The Hantavirus Nucleocapsid Protein Recognizes Specific Features of the Viral RNA Panhandle and Is Altered in Conformation upon RNA Binding

M. A. Mir and A. T. Panganiban^*

Department of Molecular Genetics and Microbiology, University of New Mexico Health Sciences Center, Albuquerque, New Mexico

Received 27 May 2004/ Accepted 21 September 2004

Hantaviruses are tripartite negative-sense RNA viruses and members of the Bunyaviridae family. The nucleocapsid (N) protein is the principal structural component of the viral capsid. N forms a stable trimer that specifically recognizes the panhandle structure formed by the viral RNA termini. We used trimeric glutathione S-transferase (GST)-N protein and small RNA panhandles to examine the requirements for specific recognition by Sin Nombre hantavirus N. Trimeric GST-N recognizes the panhandles of the three viral RNAs (S, M, and L) with high affinity, whereas the corresponding plus-strand panhandles of the complementary RNA are recognized with lower affinity. Based on analysis of nucleotide substitutions that alter either the higher-order structure of the panhandle or the primary sequence of the panhandle, both secondary structure and primary sequence are necessary for stable interaction with N. A panhandle 23 nucleotides long is necessary and sufficient for high-affinity binding by N, and stoichiometry calculations indicate that a single N trimer interacts with a single panhandle.

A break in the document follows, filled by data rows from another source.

PR #2279, opened 2025-07-03
feat: Quilt publisher

liquid-helium:
## Description

Added publisher endpoint to upload blobs as quilts to Walrus.

Close WAL-915.

## Test plan

---

## Release notes

- [ ] Storage node:
- [ ] Aggregator:
- [x] Publisher: Added "/v1/quilts" publisher endpoint to store quilts.
- [ ] CLI:

### DIFF
--- a/crates/walrus-service/src/client/daemon/routes.rs
+++ b/crates/walrus-service/src/client/daemon/routes.rs
@@ -950,24 +950,17 @@ async fn parse_multipart_quilt(
     }
 
     let mut res = Vec::with_capacity(blobs_with_identifiers.len());
+    for (identifier, data) in blobs_with_identifiers {
+        let tags = if let Some(meta) = metadata_map.get(&identifier) {
+            meta.tags
+                .iter()
+                .map(|(k, v)| (k.clone(), v.to_string()))
+                .collect()
+        } else {
+            BTreeMap::new()
+        };
 
-    if !metadata_map.is_empty() {
-        for (identifier, data) in blobs_with_identifiers {
-            let tags = if let Some(meta) = metadata_map.get(&identifier) {
-                meta.tags
-                    .iter()
-                    .map(|(k, v)| (k.clone(), v.to_string()))
-                    .collect()
-            } else {
-                BTreeMap::new()
-            };
-
-            res.push(QuiltStoreBlob::new_owned(data, identifier)?.with_tags(tags));
-        }
-    } else {
-        for (identifier, data) in blobs_with_identifiers {
-            res.push(QuiltStoreBlob::new_owned(data, identifier)?);
-        }
+        res.push(QuiltStoreBlob::new_owned(data, identifier)?.with_tags(tags));
     }
 
     Ok(res)


crates/walrus-service/daemon_openapi.yaml
```diff
@@ -312,6 +321,160 @@ paths:
             application/json:
               schema:
                 $ref: '#/components/schemas/Status'
+  /v1/quilts:
+    put:
```
wbbradley, line 325: nit: I think publisher is using PUT where it should use POST. https://datatracker.ietf.org/doc/html/rfc7231#section-4.3.3 PUT is most commonly used when you know the target URI for the resource and you are creating or updating it. In this case, we are not using a URI for the quilt (or blob), we're just posting data to this collection endpoint, and relying on the semantics of the endpoint to do what it will. (ie: after this PUT, we can't run GET on the same uri and get back our resource)

This is definitely a nit, but maybe in a future version of this API we can change these methods to use POST.

crates/walrus-service/src/client/daemon/routes.rs
```diff
@@ -911,4 +1129,37 @@ mod tests {
...
+                "tags": {
+                    "author": "alice",
+                    "version": "2.0"
+                }
+            },
+            {
+                "identifier": "logo-2024",
+                "tags": {
+                    "type": "logo",
+                    "format": "png"
```
wbbradley: What happens when an integer or float or array value is there on the right-hand side? Will that error out?

crates/walrus-core/src/encoding/quilt_encoding.rs
```diff
@@ -344,7 +344,7 @@ pub trait QuiltColumnRangeReader {
 }
 
 /// The version of the quilt.
-#[derive(Debug, Serialize, Deserialize, Clone, PartialEq, Eq)]
+#[derive(Debug, Serialize, Deserialize, Clone, PartialEq, Eq, utoipa::ToSchema)]
```
jpcsmith: Remark: utoipa is optional in the walrus-core crate, so wherever this is used may need to be annotated with a `cfg` directive.

crates/walrus-service/src/client/daemon/routes.rs
```diff
@@ -702,6 +723,11 @@ pub struct PublisherQuery {
     /// number of epochs.
     #[serde(default)]
     pub force: bool,
+    /// The quilt version to use (for quilt endpoints only).
+    /// Valid values: "v1", "V1", or "1". Defaults to "v1" if not specified.
+    #[serde(default)]
+    #[serde(deserialize_with = "deserialize_quilt_version")]
+    pub quilt_version: Option<QuiltVersionEnum>,
```
jpcsmith, line 730: Suggestion: Create a separate query type for quilt instead of reusing PublisherQuery, as it pollutes the documentation. You can separate out the common fields and make use of serde's flatten for this.

crates/walrus-service/src/client/daemon/routes.rs
```diff
@@ -766,6 +793,195 @@ impl PublisherQuery {
     }
 }
 
+/// A helper structure to hold metadata for a quilt patch.
+#[derive(Debug, Deserialize)]
+pub struct QuiltPatchMetadata {
+    pub identifier: String,
+    pub tags: Option<BTreeMap<String, serde_json::Value>>,
```
jpcsmith: Question: Reason not to use `serde_json::Map` for this?

crates/walrus-service/src/client/daemon/routes.rs
```diff
@@ -766,6 +793,195 @@ impl PublisherQuery {
...
+}
+
+/// Store multiple blobs as a quilt using multipart/form-data.
+///
+/// Accepts a multipart form with blobs and optional per blob Walrus-native metadata.
+/// The form contains:
+/// - Blobs identified by their identifiers as field names (required)
+/// - A `{WALRUS_NATIVE_METADATA_FIELD_NAME}` field containing a JSON array with per blob metadata
```
jpcsmith: Question: Why doesn't this field follow json naming conventions (camelCase)? Or rather, if you intended for the variable to expand, it doesnt.

crates/walrus-service/src/client/daemon/routes.rs
```diff
@@ -766,6 +793,195 @@ impl PublisherQuery {
...
+        (status = 400, description = "The request is malformed"),
+        (status = 413, description = "The quilt is too large"),
+        StoreBlobError,
+    ),
+)]
+pub(super) async fn put_quilt<T: WalrusWriteClient>(
+    State(client): State<Arc<T>>,
+    Query(query): Query<PublisherQuery>,
+    bearer_header: Option<TypedHeader<Authorization<Bearer>>>,
+    multipart: Multipart,
```
jpcsmith, line 854: Question: Has the [size limit on the Multipart extension](https://docs.rs/axum/latest/axum/extract/struct.Multipart.html#large-files) been configured?

crates/walrus-service/src/client/daemon/routes.rs
```diff
@@ -766,6 +793,195 @@ impl PublisherQuery {
...
+
+    let blob_persistence = match query.blob_persistence() {
+        Ok(blob_persistence) => blob_persistence,
+        Err(error) => return error.into_response(),
+    };
+
+    // For now, we only support V1 quilts.
+    let result = match quilt_version {
+        QuiltVersionEnum::V1 => {
+            let quilt = match client
```
jpcsmith: Remark: Since only V1 exists and is supported, just make the quilt version check an assertion and save the indentation.
```rust
// runtime check
assert!(quilt_version == QuiltVersionEnum::V1); 
// or, compile time check that there are no other enum versions yet
let QuiltVersionEnum::V1 = quilt_version;`
```

crates/walrus-service/src/client/daemon/routes.rs
```diff
@@ -766,6 +793,195 @@ impl PublisherQuery {
...
+
+/// Parse multipart form data and extract files with their metadata.
+async fn parse_multipart_quilt(
+    mut multipart: Multipart,
+) -> Result<Vec<QuiltStoreBlob<'static>>, anyhow::Error> {
+    let mut blobs_with_identifiers = Vec::new();
+    let mut metadata_map: BTreeMap<String, QuiltPatchMetadata> = BTreeMap::new();
+
+    while let Some(field) = multipart.next_field().await? {
+        let field_name = field.name().unwrap_or("").to_string();
```
jpcsmith, line 934: Question: Are we just silently overwriting fields which have the same name?

crates/walrus-service/src/client/daemon/routes.rs
```diff
@@ -766,6 +793,195 @@ impl PublisherQuery {
...
+        if field_name == WALRUS_NATIVE_METADATA_FIELD_NAME {
+            let metadata_json = field.text().await?;
+            for meta in serde_json::from_str::<Vec<QuiltPatchMetadata>>(&metadata_json)? {
+                let identifier = meta.identifier.clone();
+                metadata_map.insert(identifier, meta);
+            }
+        } else {
+            let data = field.bytes().await?.to_vec();
```
jpcsmith, line 947: Question: Why to_vec?

crates/walrus-service/src/client/daemon/routes.rs
```diff
@@ -766,6 +793,195 @@ impl PublisherQuery {
...
+            blobs_with_identifiers.push((field_name, data));
+        }
+    }
+
+    let mut res = Vec::with_capacity(blobs_with_identifiers.len());
+
+    if !metadata_map.is_empty() {
+        for (identifier, data) in blobs_with_identifiers {
```
jpcsmith: Question: Why is it necessary to condition on the map being empty? If there is only one metadata entry, then it's pretty much the same as if there are no metadata entries. Can't the cases just be handled with the first branch of the if statement?

crates/walrus-service/daemon_openapi.yaml
liquid-helium: Thanks for the tip! I'm not very familiar with these concepts and used the approach from put_blob(). Either option works for me, but since this also applies to put_blob()—where we don't have the URI when uploading the blob bytes—it seems logical to keep them consistent. Looping in @giac-mysten for input

wbbradley: Let's not worry about it for now. I don't want to hold things up for this nit.

crates/walrus-service/src/client/daemon/routes.rs
liquid-helium: The parse function assumes the values are json::Value, although in the api string, we ask users to use string only, so we should be fine.
Also modified tests to verify this.

crates/walrus-core/src/encoding/quilt_encoding.rs
liquid-helium: Thanks for the info, fix applied.

crates/walrus-service/src/client/daemon/routes.rs
liquid-helium: Good idea, change applied.

crates/walrus-service/src/client/daemon/routes.rs
liquid-helium: Switched to serde_json::Map

crates/walrus-service/src/client/daemon/routes.rs
liquid-helium: Fixed.

crates/walrus-service/src/client/daemon.rs
```diff
@@ -206,6 +232,41 @@ impl WalrusWriteClient for Client<SuiContractClient> {
...
     }
 
+    async fn construct_quilt<V: QuiltVersion>(
+        &self,
+        blobs: &[QuiltStoreBlob<'_>],
+        encoding_type: Option<EncodingType>,
+    ) -> ClientResult<V::Quilt> {
+        let encoding_type = encoding_type.unwrap_or(DEFAULT_ENCODING);
+
+        self.quilt_client(QuiltClientConfig::default())
```
giac-mysten, line 243: Question: Are we sure the default is all we need? Or maybe should the `QuiltClientConfig` be part of the `ClientConfig`?

crates/walrus-service/src/client/daemon.rs
```diff
@@ -206,6 +232,41 @@ impl WalrusWriteClient for Client<SuiContractClient> {
...
+        quilt: V::Quilt,
+        encoding_type: Option<EncodingType>,
+        epochs_ahead: EpochCount,
+        store_optimizations: StoreOptimizations,
+        persistence: BlobPersistence,
+        post_store: PostStoreAction,
+    ) -> ClientResult<QuiltStoreResult> {
+        let encoding_type = encoding_type.unwrap_or(DEFAULT_ENCODING);
+
+        self.quilt_client(QuiltClientConfig::default())
```
giac-mysten, line 259: Same as above

crates/walrus-service/src/client/daemon/routes.rs
giac-mysten: The `DefaultBodyLimit` for the publisher is set [here](https://github.com/MystenLabs/walrus/blob/main/crates/walrus-service/src/client/daemon.rs#L391). IIUC the docs, this should be sufficient?

crates/walrus-service/src/client/daemon/routes.rs
giac-mysten, line 730: Question: Is this still needed? Or am I missing some changes?

crates/walrus-service/src/client/daemon/routes.rs
giac-mysten, line 854: Cool! I did not know of `Multipart`. Just curious, what is the advantage here over, e.g., a JSON array of "parts"?

crates/walrus-service/src/client/daemon/routes.rs
liquid-helium: I ended up creating a separate Query, but copied the fields over, if I make the current PublisherQuery a (flatten) field of the new QuiltPublisherQuery, it ended up with the following error, I tried to add a custom deserializer but still failed. Any suggestions will be great. Also, what documentation pollution are you worrying about?
```
curl -X PUT "http://127.0.0.1:31415/v1/quilts?epochs=1&quilt_version=V1" \
  -F "segment-1=@/Users/heliu/quilt/video-segments-2/segment_00313.ts" \
  -F "segment-2=@/Users/heliu/quilt/video-segments-2/segment_00313.ts" \
  -F "segment-3=@/Users/heliu/quilt/video-segments-2/segment_00313.ts" \
  -F "segment-4=@/Users/heliu/quilt/video-segments-2/segment_00313.ts" \
  -F "segment-5=@/Users/heliu/quilt/video-segments-2/segment_00313.ts" \
  -F "another_walrus.jpg=@/Users/heliu/quilt/walrus-46.jpg" \
>
Failed to deserialize query string: invalid type: string "1", expected u32%
```

liquid-helium: I reverted it back to the original version (with a new quilt_version in PublisherQuery, since PublisherQuery is also used in the `check_valid_upload` call, otherwise, we may need to create a separate path for the new query.
Let me know if you have a strong preference here.

crates/walrus-service/src/client/daemon/routes.rs
liquid-helium: Currently, it shares the same size limit of `put_blob()`. But it makes sense to use a dedicated one for quilt, thanks for the suggestion.

Added a new size limit for quilts.

crates/walrus-service/src/client/daemon/routes.rs
liquid-helium: good idea, change applied.

crates/walrus-service/src/client/daemon/routes.rs
liquid-helium: Nice catch. For the _metadata part, I now added a check to avoid duplicated identifiers.
For the input file part, it will error out when constructing the quilt.

crates/walrus-service/src/client/daemon/routes.rs
liquid-helium: To be used in the following: `res.push(QuiltStoreBlob::new_owned(data, identifier)?);`

crates/walrus-service/src/client/daemon/routes.rs
liquid-helium: I anticipate a large portion of quilt upload requests of a large number of blobs (around 100 maybe), without metadata, so use a separate branch to avoid calling` .get()` on the empty `metadata_map`, but I am fine either way.

crates/walrus-service/src/client/daemon.rs
liquid-helium: A configurable QuiltClientConfig will be better, added a TODO(WAL-927) here, since this affects not only Publisher.

crates/walrus-service/src/client/daemon.rs
liquid-helium: ditto

crates/walrus-service/src/client/daemon/routes.rs
liquid-helium: I kept this approach now due to the issues state in the above comment.
Let me know if there are other better options.

crates/walrus-service/src/client/daemon/routes.rs
liquid-helium: I didn't know it either, and heard it from the customer, then I did some research, it seems that it is a popular format to transfer files, and there are some optimizations to transfer the bytes.

jpcsmith: @giac-mysten If you sent it as JSON, you'd need to send the binary payload as text (e.g. base64 encoded). Multipart supports sending the raw bytes.

crates/walrus-service/src/client/daemon/routes.rs
jpcsmith: Suggestion: Merging the branches would avoid the code diverging and generally reduce head-scratching. A hashmap's `get` is an O(1) operation. In the case of an empty hashmap it's even [special cased[(https://docs.rs/hashbrown/latest/src/hashbrown/map.rs.html#1351) to just immediately return None.

crates/walrus-service/src/client/daemon/routes.rs
giac-mysten: > @giac-mysten If you sent it as JSON, you'd need to send the binary payload as text (e.g. base64 encoded). Multipart supports sending the raw bytes.

ah, obviously JSON is text only 🤦 thanks. I guess some binary serialization would be more opaque, so this is nice!

crates/walrus-service/src/client/daemon/routes.rs
liquid-helium: change applied, thanks for the suggestion!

Surprisingly, displacement of the panhandle structure away from the terminus does not eliminate recognition by N. The binding of N to the panhandle is an entropy-driven process resulting in initial stable N-RNA interaction followed by a conformational change in N. Taken together, these data provide insight into the molecular events that take place during interaction of N with the panhandle and suggest that specific high-affinity interaction between an RNA binding domain of trimeric N and the panhandle is required for encapsidation of the three viral RNAs.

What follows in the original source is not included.